FLUX-CIM: flexible unsupervised extraction of citation metadata

  • Authors:
  • Eli Cortez;Altigran S. da Silva;Marcos André Gonçalves;Filipe Mesquita;Edleno S. de Moura

  • Affiliations:
  • Universidade Federal do Amazonas, Manaus, Brazil;Universidade Federal do Amazonas, Manaus, Brazil;Universidade Federal de Minas Gerais, Belo Horizonte, Brazil;Universidade Federal do Amazonas, Manaus, Brazil;Universidade Federal do Amazonas, Manaus, Brazil

  • Venue:
  • Proceedings of the 7th ACM/IEEE-CS joint conference on Digital libraries
  • Year:
  • 2007

Quantified Score

Hi-index 0.00

Visualization

Abstract

In this paper we propose a knowledge-base approach to help extracting the correct components of citations in any given format.
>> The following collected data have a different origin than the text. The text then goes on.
PR #88, opened 2013-03-11
Read and write mutation messages from and to consistent database

mlaflamm:


mry-core/src/main/scala/com/wajam/mry/storage/mysql/Model.scala
```diff
@@ -30,7 +30,7 @@ trait TableCollection {
   def getTable(name: String): Option[Table] = this.tables.get(name)
 }
 
-class Table(val name: String, var parent: Option[Table] = None, val maxVersions: Int = 3) extends TableCollection {
```
alexbergeron, line 33: :smile_cat:

mry-core/src/main/scala/com/wajam/mry/storage/mysql/Model.scala
```diff
@@ -42,6 +42,13 @@ class Table(val name: String, var parent: Option[Table] = None, val maxVersions:
 
   lazy val uniqueName = depthName("_")
 
+  def path: List[Table] = {
+    this.parentTable match {
+      case None => List(this)
+      case Some(t) => t.path :+  this
```
alexbergeron, line 48: Should the length of this list remain small? If not, this won't scale.

Since I guess the order of the list is important, I'd suggest using a Vector for this.

alexbergeron:
Looks good!

mry-core/src/main/scala/com/wajam/mry/storage/mysql/Model.scala
mlaflamm, line 48: Yes, it should stay small (we don't support more than 3 table levels right now).

alexbergeron:
+1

Differently from related approaches that rely on manually built knowledge-bases (KBs) for recognizing the components of a citation, in our case, such a KB is automatically constructed from an existing set of sample metadata records from a given area (e.g., computer science or health sciences). Our approach does not rely on patterns encoding specific delimitators of a particular citation style. It is also unsupervised, in the sense that it does not rely on a learning method that requires a training phase. These features assign to our technique a high degree of automation and flexibility. To demonstrate the effectiveness and applicability of our proposed approach we have run experiments in which we applied it to extract information from citations in papers of two different domains. Results of these experiments indicate precision and recall levels above 94% and perfect extraction for the large majority of citations tested.